• [The problem]
Answer with the exact lines of the following material from the one containing "Issue #173, opened 2016-01-26" through the one containing "H2/2.00/ H2O/6.00/ CH4/2.00/", both end lines included.

• [Data under study]
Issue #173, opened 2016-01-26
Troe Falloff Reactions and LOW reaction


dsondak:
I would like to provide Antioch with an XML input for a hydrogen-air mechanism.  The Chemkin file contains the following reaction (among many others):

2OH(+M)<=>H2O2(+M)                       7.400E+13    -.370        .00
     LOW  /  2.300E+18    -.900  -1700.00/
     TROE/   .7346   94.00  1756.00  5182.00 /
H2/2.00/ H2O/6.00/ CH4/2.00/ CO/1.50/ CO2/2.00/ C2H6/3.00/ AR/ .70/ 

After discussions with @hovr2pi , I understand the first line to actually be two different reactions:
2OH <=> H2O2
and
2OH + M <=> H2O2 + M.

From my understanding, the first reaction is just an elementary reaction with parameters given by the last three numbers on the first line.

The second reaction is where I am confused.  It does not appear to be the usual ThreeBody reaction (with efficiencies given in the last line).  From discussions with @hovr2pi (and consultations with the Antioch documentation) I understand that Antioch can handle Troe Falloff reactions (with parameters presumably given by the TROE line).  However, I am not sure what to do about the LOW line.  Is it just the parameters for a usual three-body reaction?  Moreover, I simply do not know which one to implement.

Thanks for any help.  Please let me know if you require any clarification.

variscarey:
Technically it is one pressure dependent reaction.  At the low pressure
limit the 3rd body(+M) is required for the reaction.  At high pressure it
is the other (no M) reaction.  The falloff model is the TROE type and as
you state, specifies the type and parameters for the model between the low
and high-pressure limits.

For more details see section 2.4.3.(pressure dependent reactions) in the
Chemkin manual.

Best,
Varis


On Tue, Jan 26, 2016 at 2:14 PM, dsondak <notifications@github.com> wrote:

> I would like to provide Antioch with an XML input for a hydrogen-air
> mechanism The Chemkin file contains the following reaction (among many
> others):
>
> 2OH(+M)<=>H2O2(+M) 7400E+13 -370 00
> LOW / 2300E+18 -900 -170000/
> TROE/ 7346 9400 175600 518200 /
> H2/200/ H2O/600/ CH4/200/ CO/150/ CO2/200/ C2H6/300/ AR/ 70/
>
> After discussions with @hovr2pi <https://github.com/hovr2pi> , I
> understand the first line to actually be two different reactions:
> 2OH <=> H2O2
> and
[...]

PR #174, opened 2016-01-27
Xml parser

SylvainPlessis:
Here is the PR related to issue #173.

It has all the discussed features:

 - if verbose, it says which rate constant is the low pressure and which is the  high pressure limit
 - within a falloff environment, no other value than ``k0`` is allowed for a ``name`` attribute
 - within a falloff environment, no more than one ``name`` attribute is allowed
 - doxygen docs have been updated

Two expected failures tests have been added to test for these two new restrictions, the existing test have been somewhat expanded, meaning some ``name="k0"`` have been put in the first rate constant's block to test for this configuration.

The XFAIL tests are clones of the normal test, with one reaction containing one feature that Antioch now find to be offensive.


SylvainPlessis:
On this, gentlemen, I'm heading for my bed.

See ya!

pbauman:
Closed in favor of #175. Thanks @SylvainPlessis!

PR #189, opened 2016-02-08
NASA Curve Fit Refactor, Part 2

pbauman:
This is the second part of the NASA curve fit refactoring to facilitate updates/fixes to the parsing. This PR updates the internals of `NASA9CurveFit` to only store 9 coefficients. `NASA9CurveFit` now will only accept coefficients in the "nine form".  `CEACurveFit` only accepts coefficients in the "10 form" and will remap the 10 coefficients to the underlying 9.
==
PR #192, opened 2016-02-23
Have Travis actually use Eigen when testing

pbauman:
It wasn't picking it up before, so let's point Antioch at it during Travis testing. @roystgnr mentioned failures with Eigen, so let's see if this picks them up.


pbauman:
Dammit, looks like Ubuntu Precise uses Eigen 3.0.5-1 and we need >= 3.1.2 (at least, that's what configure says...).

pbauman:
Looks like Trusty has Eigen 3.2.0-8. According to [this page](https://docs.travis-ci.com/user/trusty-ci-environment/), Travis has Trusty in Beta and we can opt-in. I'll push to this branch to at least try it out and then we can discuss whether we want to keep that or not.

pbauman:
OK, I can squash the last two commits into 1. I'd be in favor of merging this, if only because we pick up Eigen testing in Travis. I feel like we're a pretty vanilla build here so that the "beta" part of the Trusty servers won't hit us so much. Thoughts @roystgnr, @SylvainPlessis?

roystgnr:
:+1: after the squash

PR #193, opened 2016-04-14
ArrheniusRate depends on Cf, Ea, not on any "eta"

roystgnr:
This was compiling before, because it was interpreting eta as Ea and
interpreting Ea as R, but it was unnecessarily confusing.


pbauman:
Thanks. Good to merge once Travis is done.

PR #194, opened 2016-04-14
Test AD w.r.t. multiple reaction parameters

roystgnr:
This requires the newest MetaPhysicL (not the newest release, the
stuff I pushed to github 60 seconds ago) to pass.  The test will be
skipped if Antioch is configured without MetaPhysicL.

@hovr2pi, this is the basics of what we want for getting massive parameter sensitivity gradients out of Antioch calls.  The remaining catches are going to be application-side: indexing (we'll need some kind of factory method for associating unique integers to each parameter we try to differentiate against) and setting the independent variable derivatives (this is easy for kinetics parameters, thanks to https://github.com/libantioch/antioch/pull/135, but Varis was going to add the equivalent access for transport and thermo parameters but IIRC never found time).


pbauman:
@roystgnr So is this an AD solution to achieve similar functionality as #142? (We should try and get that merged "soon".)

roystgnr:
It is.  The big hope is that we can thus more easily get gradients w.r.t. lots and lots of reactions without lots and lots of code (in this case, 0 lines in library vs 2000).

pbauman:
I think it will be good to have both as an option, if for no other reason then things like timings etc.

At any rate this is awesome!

• [The completed task]
Issue #173, opened 2016-01-26
Troe Falloff Reactions and LOW reaction


dsondak:
I would like to provide Antioch with an XML input for a hydrogen-air mechanism.  The Chemkin file contains the following reaction (among many others):

2OH(+M)<=>H2O2(+M)                       7.400E+13    -.370        .00
     LOW  /  2.300E+18    -.900  -1700.00/
     TROE/   .7346   94.00  1756.00  5182.00 /
H2/2.00/ H2O/6.00/ CH4/2.00/ CO/1.50/ CO2/2.00/ C2H6/3.00/ AR/ .70/ 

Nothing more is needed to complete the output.